Cmm: Sinking, Hp invariants and aliasing.
In Cmm we often have (roughly) this pattern:
stg_sink_things ( P_ x1 )
{
W_ x2, x3, x4;
x2 = W_[x1+1];
x3 = W_[x1+2];
x4 = W_[x1+3];
W_[Hp-8] = x2;
W_[Hp-16] = x3;
W_[Hp-24] = x4;
W_[Hp-32] = SomeCon_info;
return (1);
}
There is already a comment in CmmSink discussing this:
ToDo: this won't currently fix the following commonly occurring code:
x1 = [R1 + 8] x2 = [R1 + 16] .. [Hp - 8] = x1 [Hp - 16] = x2 ..

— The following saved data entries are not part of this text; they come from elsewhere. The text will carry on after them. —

PR #679, opened 2020-01-13
Secure kubeconfig permissions

szczad:
# PR o'clock

## Description

Adjustable Kubeconfig file permissions

### Checklist

- [x] CI tests are passing

### DIFF
--- a/variables.tf
+++ b/variables.tf
@@ -37,6 +37,12 @@ variable "config_output_path" {
   default     = "./"
 }
 
+variable "config_file_permissions" {
+  description = "File mode of the Kubectl config file. For security concerns this defaults to 0600."
+  type        = string
+  default     = "0600"
+}
+
 variable "write_kubeconfig" {
   description = "Whether to write a Kubectl config file containing the cluster configuration. Saved to `config_output_path`."
   type        = bool
--- a/CHANGELOG.md
+++ b/CHANGELOG.md
@@ -11,6 +11,7 @@ project adheres to [Semantic Versioning](http://semver.org/).
 
 - Write your awesome change here (by @you)
 - Add support for restricting access to the public API endpoint (@sidprak)
+- Add support to adjust permissions of kubeconfig file (@szczad)
 
 # History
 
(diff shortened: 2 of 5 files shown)


variables.tf
```diff
@@ -37,6 +37,12 @@ variable "config_output_path" {
   default     = "./"
 }
 
+variable "config_file_permissions" {
+  description = "File mode of the Kubectl config file. For security concerns this defaults to 0600."
```
max-rocket-internet: What security concerns? There's nothing sensitive in this file?

szczad: That's option if:
* Someone wants to be paranoid
* Someone does not want to share details with other users
* Someone modifies his cluster and adds more sensitive data to it (i.e. someone puts his key in it - `client-key-data`)

Moreover, basic `~/.kube/config` file created by `kubectl` also does not contain any sensitive information until you add some. So to follow best practices let's assume generated file is safe enough for everyone just by design.

max-rocket-internet:
Is this likely to break something for someone now that it defaults to a very tight permission? Is this needless complexity? I'm not sure. @barryib what do you think?

variables.tf
```diff
@@ -37,6 +37,12 @@ variable "config_output_path" {
...
+  type        = string
+  default     = "0600"
```
barryib: I'll set default to `null` in that way we use the default permission set by the local_file resource https://www.terraform.io/docs/providers/local/r/file.html#file_permission. Furthermore we don't change the current module's behavior => avoid breaking something.

barryib:
> Is this likely to break something for someone now that it defaults to a very tight permission? Is this needless complexity? I'm not sure. @barryib what do you think?

I think we can use null instead of `600` as default https://github.com/terraform-aws-modules/terraform-aws-eks/pull/679/files#r368041789

variables.tf
```diff
@@ -37,6 +37,12 @@ variable "config_output_path" {
   default     = "./"
 }
 
+variable "config_file_permissions" {
```
barryib: `kubeconfig_file_permission` as variable name.

variables.tf
barryib: @szczad do you need this or you think some will ?

barryib:
@szczad is this PR still needed ? Are you still working on this ?

barryib:
@szczad closing this PR. Feel free to reopen it when you'll get a chance to work on it.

because [R1 + 8] and [Hp - 8] are both HeapMem. We know that assignments to [Hp + n] do not conflict with any other heap memory, but this is tricky to nail down. What if we had
x = Hp + n [x] = ...
the store to [x] should be "new heap", not "old heap". Furthermore, you could imagine that if we started inlining functions in Cmm then there might well be reads of heap memory that was written in the same basic block. To take advantage of non-aliasing of heap memory we will have to be more clever.
In practice I have seen the problematic case where we don't end up sinking quite often.
So I figured I would try to address this.
The first thing is that we need to have the invariant that any write to Hp
references "new" heap. It's true for the code we generate, and true for our primops code so that is fine.
Next we have the "hard" case of:
> x = Hp + n
> [x] = ...
While it's true that x
ideally would alias to Hp
it's perfectly fine to not optimize this case.
The code generator doesn't really spit out that kind of code and hand written Cmm can always be hand optimized.
So I set out to treat writes to Hp
as new heap which doesn't alias with "old" heap and that was surprisingly easy.
However I felt like that was fundamentally broken so I came up with this counter example.
bar = Hp + off
foo = [bar]
[Hp+off] = <e>
return foo
Here [bar] and [Hp+off] clearly alias. But if we only treat writes to [Hp] as NewHeap and reads from other gcptrs as "old" heap then we end up sinking the read past the write and disaster strike. It worked even with this horrible flaw since GHC doesn't generate reads from Hp
directly or indirectly ever it seems. But that seemes like a horrible flaw.
The is a (conceptually) simple solution however. For every variable check if it somehow depends on Hp. If it does a memory read utilizing it should conflict with Hp. This is pretty simple to implement using hoopl.
I will push a patch with a proof-of-concept for this soon.